■ **WORK ORDER**
Among the entries below, how many lines contain the string "strings"? Only the number, please.

──────────────────────────────

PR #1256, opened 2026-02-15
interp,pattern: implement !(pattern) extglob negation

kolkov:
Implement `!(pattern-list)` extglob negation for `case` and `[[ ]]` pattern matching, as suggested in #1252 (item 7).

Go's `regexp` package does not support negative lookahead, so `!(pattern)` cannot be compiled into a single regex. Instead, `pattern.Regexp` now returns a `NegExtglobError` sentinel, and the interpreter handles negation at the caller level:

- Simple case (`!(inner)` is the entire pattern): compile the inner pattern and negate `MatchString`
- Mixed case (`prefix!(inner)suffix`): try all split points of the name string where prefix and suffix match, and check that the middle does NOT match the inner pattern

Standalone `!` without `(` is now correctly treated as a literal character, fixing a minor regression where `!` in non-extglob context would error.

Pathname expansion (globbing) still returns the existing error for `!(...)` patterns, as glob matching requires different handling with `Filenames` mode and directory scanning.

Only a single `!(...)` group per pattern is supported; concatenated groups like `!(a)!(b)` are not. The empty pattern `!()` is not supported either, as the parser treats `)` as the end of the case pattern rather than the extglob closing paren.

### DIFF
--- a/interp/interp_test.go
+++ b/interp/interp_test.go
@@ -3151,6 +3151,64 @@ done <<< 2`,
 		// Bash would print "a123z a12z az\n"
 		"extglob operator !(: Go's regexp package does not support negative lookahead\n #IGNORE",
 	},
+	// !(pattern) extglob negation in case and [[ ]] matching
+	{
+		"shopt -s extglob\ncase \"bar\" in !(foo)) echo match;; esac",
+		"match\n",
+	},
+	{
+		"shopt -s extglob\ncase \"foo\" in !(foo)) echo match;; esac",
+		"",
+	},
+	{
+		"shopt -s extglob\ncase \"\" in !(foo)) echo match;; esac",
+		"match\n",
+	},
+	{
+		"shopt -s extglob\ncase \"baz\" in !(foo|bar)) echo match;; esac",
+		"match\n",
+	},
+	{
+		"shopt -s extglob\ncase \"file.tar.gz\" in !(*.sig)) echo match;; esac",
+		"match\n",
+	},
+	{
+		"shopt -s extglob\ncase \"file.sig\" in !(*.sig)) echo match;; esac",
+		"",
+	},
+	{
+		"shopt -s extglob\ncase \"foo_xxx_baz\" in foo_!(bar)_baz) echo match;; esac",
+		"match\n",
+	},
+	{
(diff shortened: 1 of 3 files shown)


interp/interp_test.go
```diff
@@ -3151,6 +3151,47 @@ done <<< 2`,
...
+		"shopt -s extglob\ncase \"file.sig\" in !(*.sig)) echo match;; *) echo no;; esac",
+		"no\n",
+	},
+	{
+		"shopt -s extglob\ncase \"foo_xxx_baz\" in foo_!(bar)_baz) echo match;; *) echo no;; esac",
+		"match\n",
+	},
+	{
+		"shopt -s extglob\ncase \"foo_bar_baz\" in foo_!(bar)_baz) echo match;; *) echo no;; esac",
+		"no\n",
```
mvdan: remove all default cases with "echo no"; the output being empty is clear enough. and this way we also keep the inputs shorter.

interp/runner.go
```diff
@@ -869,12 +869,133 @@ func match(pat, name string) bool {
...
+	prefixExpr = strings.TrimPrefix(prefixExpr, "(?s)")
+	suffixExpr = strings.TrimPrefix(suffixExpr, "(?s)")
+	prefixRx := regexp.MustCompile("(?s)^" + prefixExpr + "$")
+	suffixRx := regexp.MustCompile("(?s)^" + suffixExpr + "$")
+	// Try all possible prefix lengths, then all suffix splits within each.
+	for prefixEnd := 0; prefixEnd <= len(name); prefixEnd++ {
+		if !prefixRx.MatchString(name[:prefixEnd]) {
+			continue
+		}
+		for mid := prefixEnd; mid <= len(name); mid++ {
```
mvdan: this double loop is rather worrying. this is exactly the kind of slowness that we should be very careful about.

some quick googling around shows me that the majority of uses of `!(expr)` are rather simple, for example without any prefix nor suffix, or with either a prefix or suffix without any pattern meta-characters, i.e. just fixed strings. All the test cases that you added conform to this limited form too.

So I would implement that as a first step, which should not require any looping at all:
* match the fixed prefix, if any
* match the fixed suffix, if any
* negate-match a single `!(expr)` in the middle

──────────────────────────────

■ **TASK OUTPUT**
3